China runs a state monopoly on tobacco. The State Tobacco Monopoly Administration and the China National Tobacco Corporation are one organization under two nameplates, exercising unified leadership and vertical management over the national tobacco industry. The most crucial design in this system is the "separation of industry and commerce": cigarette production and sales are split into two systems, with provincial industrial companies responsible for producing cigarettes and provincial tobacco monopoly bureaus responsible for leaf procurement and the sale of finished cigarettes. The production end makes cigarettes, the distribution end sells them, each handling its own segment.
In Gansu, the "manufacturing" end of the tobacco products industry corresponds to a single industrial entity — Gansu Tobacco Industry Co., Ltd. It faces no rivals in the sense of free competition; how much it produces is set by plan, and to whom it sells is arranged by the monopoly channel. This structure means that studying Gansu's tobacco products industry is essentially studying one company, Gansu Tobacco Industry, rather than scanning an open market. Only once this layer is understood do all the entities and figures that follow find their footing.
3. One Company, Two Sites: One Firm, Two Factories
Gansu Tobacco Industry Co., Ltd. traces its origins to the Lanzhou Cigarette Factory, founded in 1936, a company with deep seniority in Gansu's industrial history. In 2002, the Lanzhou Cigarette Factory merged with the former Tianshui Cigarette Factory, forming a "one company, two sites" production and management structure. At the end of 2007, it carried out a corporate-system reform, and the Lanzhou Cigarette Factory was renamed Gansu Tobacco Industry Co., Ltd., with the Lanzhou and Tianshui cigarette factories as its two production sites.
The two factories, located in Lanzhou and Tianshui respectively, differ in division of labor and endowment. The Tianshui Cigarette Factory covers about 517,000 square meters with an annual production capacity of around 500,000 cases, an important capacity anchor for Gansu Tobacco Industry. The Lanzhou Cigarette Factory, sitting in the provincial capital, is the base for the integrated advancement of the company's brand and market, and the home of its core "Lanzhou" brand. As for the precise allocation of capacity and the coordination between the two factories, public information is limited, and this report makes no conjecture.
Worth noting is the value density of tobacco manufacturing. Its logic is entirely different from that of most manufacturing sectors that win by spreading out scale and competing on volume: the output value and tax-and-profit borne per unit of capacity is extremely high, and a modest amount of capacity can support a considerable volume. That a province's tobacco products industry consists of one company and two factories yet ranks near the top of the fiscal tables is, in itself, the most intuitive feature of tobacco manufacturing under the monopoly system.

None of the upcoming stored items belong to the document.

PR #1429, opened 2022-02-28
Add css classnames

jacoblogan:
#### Description of changes

Update documentation to include target classes of all primitives

#### Checklist

- [x] PR description included
- [x] `yarn test` passes
- [x] Tests are updated


docs/src/pages/components/alert/react.mdx
```diff
@@ -126,6 +127,10 @@ Use the `onDismiss` prop to pass a function that will run when the Alert is dism
 
 ## CSS Styling
 
+### Target classes
+
+<ComponentClassTable componentName="Alert" />
```
dbanksdesign, line 132: Ah this is so much easier to document!

packages/react/src/primitives/shared/constants.ts
```diff
@@ -1,113 +1,504 @@
...
-  TextAreaField = 'amplify-textareafield',
-  ToggleButton = 'amplify-togglebutton',
-  ToggleButtonGroup = 'amplify-togglebuttongroup',
-  VisuallyHidden = 'amplify-visually-hidden',
-}
+export const ComponentClassObject = {
+  Alert: {
+    className: 'amplify-alert',
+    components: ['Alert'],
+    description: 'Top level element that wraps the Alert primitive',
```
dbanksdesign, line 5: I don't have a better solution, what are people's thoughts about using a JS object here? This would be included in customers' bundles since it is a JS object as opposed to a TS enum. I think this is probably fine for now, its not too much extra JS to ship and it makes it much easier to document. We could think about using JSDoc/TSDoc comments for this depending on the investigation into generating documentation from TS/doc comments. I don't think it is blocking and it is not a 1-way door because customers shouldn't be using this object anyways.

dbanksdesign (commented):
I love the simplification to the docs this adds. Nothing blocking, just one thing we should thing about with the constants.

packages/react/src/primitives/shared/constants.ts
joebuono: Good point. I agree that it's probably fine for now though.

docs/src/components/ComponentClassTable.tsx
```diff
@@ -0,0 +1,41 @@
...
+  Table,
+  ComponentClassObject,
+  View,
+  TableRow,
+  TableCell,
+} from '@aws-amplify/ui-react';
+
+export const ComponentClassTable = ({ componentName }) => {
+  const targetClasses = React.useMemo(() => {
+    return Object.values(ComponentClassObject)
```
joebuono, line 12: I'm getting an error thrown from line 12: 

Screen Shot 2022-03-02 at 3 40 42 PM

docs/src/pages/components/alert/react.mdx
joebuono: Totally! Thanks for doing this, @jacoblogan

4. The Lanzhou Brand and a Cross-Provincial Restructuring
If "one company, two sites" is the body of Gansu's tobacco products industry, then "Lanzhou" is its face.
The "Lanzhou" cigarette was launched as a brand in 1979 and is the core brand of Gansu Tobacco Industry, sold across Gansu itself and twenty provinces and regions beyond it. In 2004 it entered the Directory of China's One Hundred Cigarette Brands; in November 2006, the "Lanzhou" series was rated by the China Association for Quality at the highest quality grade. In terms of production and sales scale, public records show that by 2005 the "Lanzhou" brand's sales had exceeded 500,000 cases, ranking nineteenth nationwide by brand scale. That a single cigarette brand from a northwestern province could break into the national top twenty speaks to its rather solid footing in the regional market.

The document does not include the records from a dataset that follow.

PR #1433, opened 2022-02-28
Fix console warnings in unit tests

joebuono:
#### Description of changes

This PR cleans up all the unit tests that were causing something to get logged to the console through `console.log`, `console.warn` or `console.error`. 

I ran `yarn test` and confirmed that nothing extraneous is being logged to the console. 

#### Checklist

- [X] PR description included
- [X] `yarn test` passes
- [X] Tests are updated

### DIFF
--- a/packages/react/src/primitives/Icon/Icon.tsx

There is also a node in Gansu's tobacco landscape that cannot be skipped: a cross-provincial restructuring. In September 2008, with the approval of the State Tobacco Monopoly Administration, Gansu Tobacco Industry Co., Ltd. and Zhejiang China Tobacco Industry Co., Ltd. carried out a cross-provincial alliance and restructuring; Zhejiang China Tobacco took a stake in Gansu Tobacco Industry, and the two cooperated in producing the "Liqun" series of cigarettes. This means that Gansu's two cigarette factories, besides producing the province's own "Lanzhou" brand, also took on part of the production of Zhejiang China Tobacco's "Liqun" brand. This is a concrete case under China's broader tobacco-industry backdrop of "brand expansion and enterprise restructuring": within the frame of the monopoly plan, industrial resources are reallocated through cross-provincial alliance, allowing a regional brand to gain a new growth path through outside capital and a brand portfolio.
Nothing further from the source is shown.